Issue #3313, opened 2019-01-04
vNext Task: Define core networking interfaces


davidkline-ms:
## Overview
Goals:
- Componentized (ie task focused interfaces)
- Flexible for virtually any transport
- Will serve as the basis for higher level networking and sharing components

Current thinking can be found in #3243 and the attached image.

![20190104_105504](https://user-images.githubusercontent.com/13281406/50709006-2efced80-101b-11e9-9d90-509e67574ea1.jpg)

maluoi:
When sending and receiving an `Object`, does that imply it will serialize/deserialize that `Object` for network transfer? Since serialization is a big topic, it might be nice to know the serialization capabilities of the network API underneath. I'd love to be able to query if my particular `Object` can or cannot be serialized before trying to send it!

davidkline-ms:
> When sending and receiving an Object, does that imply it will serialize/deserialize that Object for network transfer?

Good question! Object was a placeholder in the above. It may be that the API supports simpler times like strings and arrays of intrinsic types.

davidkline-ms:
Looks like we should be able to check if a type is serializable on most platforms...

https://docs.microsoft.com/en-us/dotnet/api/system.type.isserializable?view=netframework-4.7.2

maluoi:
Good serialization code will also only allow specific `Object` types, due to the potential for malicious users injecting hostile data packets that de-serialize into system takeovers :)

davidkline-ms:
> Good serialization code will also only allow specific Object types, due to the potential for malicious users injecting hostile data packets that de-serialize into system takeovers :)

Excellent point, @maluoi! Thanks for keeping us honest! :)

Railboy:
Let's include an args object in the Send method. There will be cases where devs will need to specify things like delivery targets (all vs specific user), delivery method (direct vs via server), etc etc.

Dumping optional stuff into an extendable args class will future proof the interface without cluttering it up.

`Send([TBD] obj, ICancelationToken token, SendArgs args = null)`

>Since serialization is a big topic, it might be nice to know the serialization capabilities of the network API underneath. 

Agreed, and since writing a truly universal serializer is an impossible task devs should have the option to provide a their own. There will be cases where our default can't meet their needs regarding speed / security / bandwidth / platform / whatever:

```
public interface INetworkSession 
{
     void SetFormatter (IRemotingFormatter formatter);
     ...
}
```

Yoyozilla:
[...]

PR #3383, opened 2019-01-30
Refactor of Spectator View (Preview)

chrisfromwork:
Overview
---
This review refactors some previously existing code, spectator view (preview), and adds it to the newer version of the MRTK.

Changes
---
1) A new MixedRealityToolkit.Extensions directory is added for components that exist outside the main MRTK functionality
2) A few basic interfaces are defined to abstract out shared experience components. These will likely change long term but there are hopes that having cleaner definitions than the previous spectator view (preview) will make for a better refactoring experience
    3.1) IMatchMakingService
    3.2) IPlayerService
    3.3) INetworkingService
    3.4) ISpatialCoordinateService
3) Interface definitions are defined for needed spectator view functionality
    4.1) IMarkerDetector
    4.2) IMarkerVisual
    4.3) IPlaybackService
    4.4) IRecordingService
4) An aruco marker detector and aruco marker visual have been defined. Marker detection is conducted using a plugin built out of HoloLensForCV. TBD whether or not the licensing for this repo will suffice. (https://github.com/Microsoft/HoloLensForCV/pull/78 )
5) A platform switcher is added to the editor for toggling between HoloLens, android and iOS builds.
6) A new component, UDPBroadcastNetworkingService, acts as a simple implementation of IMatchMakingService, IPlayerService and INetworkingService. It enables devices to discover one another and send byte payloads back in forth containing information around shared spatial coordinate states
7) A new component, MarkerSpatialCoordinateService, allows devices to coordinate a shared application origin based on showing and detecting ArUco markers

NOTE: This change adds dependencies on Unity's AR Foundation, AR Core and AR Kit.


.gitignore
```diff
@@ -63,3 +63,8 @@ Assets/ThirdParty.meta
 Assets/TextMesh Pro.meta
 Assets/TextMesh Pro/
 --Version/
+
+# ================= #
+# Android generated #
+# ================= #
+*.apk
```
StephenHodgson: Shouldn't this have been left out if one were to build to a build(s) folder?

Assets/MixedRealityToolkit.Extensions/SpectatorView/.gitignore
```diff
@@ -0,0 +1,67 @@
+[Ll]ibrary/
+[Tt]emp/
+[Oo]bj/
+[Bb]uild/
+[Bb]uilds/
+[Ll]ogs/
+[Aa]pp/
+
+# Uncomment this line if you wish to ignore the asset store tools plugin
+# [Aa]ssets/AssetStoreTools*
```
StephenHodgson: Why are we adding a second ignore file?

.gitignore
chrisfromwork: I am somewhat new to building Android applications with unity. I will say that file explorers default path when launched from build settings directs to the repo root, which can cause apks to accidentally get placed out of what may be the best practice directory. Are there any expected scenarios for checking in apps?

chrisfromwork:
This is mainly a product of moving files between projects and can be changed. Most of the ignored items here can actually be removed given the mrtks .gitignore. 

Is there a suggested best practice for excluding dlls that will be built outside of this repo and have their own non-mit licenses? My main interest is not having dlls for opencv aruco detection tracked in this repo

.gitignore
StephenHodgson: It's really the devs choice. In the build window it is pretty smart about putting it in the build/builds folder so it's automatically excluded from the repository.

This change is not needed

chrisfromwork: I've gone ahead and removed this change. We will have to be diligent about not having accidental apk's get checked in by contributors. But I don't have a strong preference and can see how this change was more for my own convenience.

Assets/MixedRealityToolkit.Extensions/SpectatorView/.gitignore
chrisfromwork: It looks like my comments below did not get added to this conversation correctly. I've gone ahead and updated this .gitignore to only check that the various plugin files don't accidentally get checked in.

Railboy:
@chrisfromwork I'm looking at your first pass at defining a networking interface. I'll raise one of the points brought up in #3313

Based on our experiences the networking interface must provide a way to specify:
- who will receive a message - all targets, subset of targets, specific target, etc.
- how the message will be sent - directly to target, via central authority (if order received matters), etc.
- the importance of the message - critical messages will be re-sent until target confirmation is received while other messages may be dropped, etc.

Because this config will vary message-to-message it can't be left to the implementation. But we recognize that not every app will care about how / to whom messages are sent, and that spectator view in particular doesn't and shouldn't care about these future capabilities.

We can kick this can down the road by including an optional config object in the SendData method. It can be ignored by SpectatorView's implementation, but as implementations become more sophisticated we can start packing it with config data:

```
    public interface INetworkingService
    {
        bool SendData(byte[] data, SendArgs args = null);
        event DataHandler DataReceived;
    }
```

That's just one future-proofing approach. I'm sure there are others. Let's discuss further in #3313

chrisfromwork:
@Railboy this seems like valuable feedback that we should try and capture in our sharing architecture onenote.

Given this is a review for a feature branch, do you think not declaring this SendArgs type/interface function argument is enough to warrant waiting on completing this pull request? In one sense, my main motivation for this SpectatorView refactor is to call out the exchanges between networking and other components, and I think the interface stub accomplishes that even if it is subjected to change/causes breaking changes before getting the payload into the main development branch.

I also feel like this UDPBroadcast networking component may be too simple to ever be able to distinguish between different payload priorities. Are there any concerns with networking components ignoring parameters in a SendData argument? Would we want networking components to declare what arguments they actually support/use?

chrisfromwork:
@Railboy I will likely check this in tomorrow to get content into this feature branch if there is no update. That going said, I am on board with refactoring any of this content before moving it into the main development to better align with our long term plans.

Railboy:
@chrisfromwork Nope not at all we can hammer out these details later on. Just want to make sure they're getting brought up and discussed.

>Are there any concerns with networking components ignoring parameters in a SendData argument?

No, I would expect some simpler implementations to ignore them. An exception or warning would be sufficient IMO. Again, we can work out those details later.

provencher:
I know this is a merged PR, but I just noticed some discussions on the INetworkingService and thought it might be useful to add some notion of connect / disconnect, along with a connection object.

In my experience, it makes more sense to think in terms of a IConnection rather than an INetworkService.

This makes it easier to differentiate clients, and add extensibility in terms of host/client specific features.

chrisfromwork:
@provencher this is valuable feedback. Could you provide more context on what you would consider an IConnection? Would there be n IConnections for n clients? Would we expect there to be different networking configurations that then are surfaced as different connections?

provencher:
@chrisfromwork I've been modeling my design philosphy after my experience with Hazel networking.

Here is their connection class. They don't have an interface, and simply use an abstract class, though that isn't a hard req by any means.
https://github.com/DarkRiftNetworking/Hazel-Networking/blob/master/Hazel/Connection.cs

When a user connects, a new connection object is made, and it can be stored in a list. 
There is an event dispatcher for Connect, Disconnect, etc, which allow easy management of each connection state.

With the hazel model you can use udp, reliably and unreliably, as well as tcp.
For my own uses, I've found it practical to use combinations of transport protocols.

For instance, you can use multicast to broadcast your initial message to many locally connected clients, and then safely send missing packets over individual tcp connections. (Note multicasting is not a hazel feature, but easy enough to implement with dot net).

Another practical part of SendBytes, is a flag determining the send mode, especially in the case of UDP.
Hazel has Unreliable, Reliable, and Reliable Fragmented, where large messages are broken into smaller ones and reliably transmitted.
####################
The lines to copy run from the start of the records above through the line holding "Current thinking can"; give them exactly, both ends included, and nothing else.

Issue #3313, opened 2019-01-04
vNext Task: Define core networking interfaces


davidkline-ms:
## Overview
Goals:
- Componentized (ie task focused interfaces)
- Flexible for virtually any transport
- Will serve as the basis for higher level networking and sharing components

Current thinking can be found in #3243 and the attached image.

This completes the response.